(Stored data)
======
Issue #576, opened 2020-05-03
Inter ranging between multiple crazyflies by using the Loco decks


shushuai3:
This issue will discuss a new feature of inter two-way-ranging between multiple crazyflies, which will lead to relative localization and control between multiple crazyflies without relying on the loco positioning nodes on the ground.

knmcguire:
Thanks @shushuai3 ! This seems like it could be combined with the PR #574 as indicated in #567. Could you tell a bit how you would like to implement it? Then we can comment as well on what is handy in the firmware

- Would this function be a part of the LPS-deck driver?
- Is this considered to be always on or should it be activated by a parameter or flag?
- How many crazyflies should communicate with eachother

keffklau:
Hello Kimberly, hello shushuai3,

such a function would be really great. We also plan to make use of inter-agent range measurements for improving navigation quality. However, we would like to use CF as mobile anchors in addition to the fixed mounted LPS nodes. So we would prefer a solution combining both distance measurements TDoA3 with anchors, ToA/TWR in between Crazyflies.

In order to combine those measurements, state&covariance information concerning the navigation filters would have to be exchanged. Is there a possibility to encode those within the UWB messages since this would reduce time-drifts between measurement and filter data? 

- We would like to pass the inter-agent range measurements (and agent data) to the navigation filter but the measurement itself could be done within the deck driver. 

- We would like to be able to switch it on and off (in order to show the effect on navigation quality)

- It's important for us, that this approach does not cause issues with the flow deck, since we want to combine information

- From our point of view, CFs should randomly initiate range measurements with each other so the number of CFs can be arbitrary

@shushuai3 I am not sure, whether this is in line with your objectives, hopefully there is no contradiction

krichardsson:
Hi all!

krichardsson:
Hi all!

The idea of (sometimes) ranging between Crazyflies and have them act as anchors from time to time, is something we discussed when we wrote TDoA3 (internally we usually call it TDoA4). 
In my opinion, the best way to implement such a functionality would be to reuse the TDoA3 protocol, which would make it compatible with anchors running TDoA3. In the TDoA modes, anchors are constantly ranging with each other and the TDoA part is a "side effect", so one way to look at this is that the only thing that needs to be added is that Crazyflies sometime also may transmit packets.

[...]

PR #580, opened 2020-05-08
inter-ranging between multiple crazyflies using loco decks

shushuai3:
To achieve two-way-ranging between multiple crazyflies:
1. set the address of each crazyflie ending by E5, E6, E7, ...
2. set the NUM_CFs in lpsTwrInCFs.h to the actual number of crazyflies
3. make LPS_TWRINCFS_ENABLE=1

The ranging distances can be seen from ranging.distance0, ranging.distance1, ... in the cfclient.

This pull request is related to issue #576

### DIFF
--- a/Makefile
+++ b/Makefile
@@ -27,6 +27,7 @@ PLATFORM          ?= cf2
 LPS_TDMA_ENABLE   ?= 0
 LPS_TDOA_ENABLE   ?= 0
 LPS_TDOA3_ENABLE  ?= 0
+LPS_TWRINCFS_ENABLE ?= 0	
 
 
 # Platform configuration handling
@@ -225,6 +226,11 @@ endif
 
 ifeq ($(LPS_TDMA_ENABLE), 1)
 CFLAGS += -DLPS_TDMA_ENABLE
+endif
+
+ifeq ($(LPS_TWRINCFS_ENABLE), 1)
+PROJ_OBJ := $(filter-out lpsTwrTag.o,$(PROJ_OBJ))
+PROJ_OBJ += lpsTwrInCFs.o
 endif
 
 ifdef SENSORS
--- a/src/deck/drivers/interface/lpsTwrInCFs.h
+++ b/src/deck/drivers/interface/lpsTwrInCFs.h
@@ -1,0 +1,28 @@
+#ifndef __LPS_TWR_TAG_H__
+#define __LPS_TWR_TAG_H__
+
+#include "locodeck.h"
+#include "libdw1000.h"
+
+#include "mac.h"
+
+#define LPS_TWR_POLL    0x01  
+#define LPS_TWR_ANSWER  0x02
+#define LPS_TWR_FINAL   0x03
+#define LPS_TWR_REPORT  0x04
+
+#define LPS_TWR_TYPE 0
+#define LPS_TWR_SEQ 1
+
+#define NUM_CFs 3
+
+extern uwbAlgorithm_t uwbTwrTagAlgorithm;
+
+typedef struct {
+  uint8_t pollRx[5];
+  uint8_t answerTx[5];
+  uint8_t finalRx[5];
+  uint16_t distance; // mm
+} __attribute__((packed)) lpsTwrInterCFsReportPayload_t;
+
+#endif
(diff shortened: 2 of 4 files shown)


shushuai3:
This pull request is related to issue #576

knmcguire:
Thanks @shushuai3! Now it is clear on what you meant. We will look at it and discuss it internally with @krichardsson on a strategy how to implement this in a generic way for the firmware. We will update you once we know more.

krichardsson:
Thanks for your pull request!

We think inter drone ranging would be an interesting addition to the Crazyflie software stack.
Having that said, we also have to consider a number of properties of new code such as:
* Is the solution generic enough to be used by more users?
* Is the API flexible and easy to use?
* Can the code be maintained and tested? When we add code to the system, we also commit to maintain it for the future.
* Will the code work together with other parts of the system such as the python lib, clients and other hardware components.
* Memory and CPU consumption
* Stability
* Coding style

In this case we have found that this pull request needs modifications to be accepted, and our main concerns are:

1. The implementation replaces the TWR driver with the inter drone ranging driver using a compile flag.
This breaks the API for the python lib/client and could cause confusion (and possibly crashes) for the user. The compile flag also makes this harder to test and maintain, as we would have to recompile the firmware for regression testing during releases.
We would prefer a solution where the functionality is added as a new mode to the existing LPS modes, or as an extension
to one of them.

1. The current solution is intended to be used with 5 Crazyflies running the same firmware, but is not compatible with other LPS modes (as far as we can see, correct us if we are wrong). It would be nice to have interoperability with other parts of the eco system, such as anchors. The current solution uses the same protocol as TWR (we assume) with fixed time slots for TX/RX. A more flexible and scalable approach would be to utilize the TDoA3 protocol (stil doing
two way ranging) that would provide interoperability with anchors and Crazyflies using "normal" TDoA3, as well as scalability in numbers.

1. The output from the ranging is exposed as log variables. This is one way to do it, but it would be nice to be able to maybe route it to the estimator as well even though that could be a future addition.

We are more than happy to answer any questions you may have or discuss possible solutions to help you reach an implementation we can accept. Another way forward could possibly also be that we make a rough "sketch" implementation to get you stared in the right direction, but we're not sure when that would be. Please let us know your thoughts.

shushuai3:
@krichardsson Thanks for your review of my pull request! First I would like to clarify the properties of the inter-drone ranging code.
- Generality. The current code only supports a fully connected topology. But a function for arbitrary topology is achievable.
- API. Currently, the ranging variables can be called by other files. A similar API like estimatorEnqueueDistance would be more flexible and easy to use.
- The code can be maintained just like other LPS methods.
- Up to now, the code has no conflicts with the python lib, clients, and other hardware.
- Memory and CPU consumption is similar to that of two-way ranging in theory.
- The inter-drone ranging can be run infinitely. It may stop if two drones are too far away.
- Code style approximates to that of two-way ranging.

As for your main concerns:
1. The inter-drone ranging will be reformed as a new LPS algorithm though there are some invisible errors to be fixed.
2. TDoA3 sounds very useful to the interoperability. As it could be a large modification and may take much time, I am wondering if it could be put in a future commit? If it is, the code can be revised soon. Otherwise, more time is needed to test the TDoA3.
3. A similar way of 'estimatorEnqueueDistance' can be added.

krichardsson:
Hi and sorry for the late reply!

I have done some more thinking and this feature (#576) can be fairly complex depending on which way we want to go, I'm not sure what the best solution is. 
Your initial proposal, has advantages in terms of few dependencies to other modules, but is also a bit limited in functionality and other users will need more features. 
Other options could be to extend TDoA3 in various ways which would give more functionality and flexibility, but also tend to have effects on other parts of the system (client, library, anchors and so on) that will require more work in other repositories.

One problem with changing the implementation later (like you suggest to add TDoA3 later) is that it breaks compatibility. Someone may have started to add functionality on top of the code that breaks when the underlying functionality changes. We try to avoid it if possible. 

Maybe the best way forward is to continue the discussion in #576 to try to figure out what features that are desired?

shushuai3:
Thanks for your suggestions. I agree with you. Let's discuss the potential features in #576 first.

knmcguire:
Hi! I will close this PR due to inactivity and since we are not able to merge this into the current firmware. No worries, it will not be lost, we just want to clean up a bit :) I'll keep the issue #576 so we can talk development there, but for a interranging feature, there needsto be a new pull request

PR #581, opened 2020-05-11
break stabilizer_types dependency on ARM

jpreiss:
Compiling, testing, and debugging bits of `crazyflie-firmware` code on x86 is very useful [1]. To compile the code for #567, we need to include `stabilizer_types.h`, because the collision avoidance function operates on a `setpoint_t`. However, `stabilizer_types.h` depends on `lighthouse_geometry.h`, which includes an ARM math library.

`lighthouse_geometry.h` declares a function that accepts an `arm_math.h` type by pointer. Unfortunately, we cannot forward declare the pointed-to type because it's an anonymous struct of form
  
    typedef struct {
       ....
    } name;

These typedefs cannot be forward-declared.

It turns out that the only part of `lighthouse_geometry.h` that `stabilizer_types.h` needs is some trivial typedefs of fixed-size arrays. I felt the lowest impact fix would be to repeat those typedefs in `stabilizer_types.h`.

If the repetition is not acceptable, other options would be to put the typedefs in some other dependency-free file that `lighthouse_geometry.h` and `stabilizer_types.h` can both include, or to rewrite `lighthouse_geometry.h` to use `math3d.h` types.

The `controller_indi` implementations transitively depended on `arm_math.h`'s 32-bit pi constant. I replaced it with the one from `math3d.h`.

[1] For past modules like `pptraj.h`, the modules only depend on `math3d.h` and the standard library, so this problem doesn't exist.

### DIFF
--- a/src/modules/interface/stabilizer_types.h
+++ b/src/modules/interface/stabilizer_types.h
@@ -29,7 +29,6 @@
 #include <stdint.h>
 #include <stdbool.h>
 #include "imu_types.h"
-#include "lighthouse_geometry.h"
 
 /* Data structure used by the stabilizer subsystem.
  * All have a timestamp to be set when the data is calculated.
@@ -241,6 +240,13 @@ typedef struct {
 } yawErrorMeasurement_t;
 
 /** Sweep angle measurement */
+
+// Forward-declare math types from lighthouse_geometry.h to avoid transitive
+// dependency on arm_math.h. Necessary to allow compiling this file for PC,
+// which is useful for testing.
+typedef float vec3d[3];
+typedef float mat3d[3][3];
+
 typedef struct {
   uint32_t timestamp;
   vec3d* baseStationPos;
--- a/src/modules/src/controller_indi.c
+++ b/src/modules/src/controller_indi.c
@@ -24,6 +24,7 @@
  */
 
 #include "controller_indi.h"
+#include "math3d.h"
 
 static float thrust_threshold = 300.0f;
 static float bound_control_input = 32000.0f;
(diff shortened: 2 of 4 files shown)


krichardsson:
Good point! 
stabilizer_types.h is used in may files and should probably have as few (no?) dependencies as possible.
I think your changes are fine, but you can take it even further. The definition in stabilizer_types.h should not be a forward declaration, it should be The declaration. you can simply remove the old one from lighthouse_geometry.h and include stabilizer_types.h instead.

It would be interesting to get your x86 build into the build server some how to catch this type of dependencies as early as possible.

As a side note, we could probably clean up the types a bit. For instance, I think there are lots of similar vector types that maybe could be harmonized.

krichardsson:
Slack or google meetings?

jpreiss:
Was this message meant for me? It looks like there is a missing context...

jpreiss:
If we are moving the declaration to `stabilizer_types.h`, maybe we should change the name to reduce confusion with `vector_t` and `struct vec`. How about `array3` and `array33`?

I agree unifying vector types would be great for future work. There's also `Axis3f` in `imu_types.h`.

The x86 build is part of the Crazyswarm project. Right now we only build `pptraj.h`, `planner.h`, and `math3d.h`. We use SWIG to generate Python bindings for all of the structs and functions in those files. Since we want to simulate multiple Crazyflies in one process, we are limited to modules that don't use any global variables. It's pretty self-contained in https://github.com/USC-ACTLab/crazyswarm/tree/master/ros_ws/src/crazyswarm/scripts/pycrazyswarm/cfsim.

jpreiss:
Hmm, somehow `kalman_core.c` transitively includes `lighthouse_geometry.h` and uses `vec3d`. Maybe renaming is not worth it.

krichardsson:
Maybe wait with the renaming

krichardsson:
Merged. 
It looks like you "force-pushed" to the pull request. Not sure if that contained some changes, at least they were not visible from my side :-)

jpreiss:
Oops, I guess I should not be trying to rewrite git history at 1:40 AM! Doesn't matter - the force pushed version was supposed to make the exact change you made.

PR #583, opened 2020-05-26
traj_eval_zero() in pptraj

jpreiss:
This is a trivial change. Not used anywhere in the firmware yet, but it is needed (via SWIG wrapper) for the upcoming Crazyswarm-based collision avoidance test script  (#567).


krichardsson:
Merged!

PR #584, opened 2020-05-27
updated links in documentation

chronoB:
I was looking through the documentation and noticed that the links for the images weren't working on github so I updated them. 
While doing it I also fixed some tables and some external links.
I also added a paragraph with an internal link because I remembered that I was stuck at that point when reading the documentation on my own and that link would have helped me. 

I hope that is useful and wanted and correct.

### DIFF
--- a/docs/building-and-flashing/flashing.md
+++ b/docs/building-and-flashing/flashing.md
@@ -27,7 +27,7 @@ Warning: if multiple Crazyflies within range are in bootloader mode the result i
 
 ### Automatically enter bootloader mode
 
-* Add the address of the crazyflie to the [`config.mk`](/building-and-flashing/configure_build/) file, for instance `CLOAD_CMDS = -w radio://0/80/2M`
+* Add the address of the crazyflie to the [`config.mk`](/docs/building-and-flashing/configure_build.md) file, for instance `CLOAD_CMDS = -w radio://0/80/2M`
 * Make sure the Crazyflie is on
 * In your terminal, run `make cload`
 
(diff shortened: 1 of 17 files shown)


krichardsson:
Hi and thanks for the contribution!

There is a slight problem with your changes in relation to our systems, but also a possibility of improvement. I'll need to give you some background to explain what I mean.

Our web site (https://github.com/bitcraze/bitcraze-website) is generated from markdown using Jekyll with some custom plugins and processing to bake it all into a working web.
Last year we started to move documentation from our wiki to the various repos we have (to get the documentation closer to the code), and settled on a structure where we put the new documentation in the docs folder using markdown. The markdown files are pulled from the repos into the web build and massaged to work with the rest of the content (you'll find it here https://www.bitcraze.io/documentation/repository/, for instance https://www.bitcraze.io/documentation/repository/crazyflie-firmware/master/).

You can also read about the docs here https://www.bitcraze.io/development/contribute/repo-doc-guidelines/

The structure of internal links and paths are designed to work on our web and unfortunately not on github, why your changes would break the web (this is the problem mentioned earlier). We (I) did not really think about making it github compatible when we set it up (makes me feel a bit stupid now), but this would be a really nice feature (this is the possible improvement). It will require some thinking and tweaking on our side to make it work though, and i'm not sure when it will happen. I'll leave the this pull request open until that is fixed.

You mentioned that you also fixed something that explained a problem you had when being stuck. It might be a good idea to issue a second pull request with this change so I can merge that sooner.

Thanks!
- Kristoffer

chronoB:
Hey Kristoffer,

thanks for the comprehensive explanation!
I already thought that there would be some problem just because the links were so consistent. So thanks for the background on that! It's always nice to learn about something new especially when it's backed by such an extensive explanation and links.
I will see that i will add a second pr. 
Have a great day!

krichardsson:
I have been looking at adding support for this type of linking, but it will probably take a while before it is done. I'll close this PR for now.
======
Task prompt> Check the lines above for the word "hardware" and give the number of lines where it appears, with no other text.

Response below> 2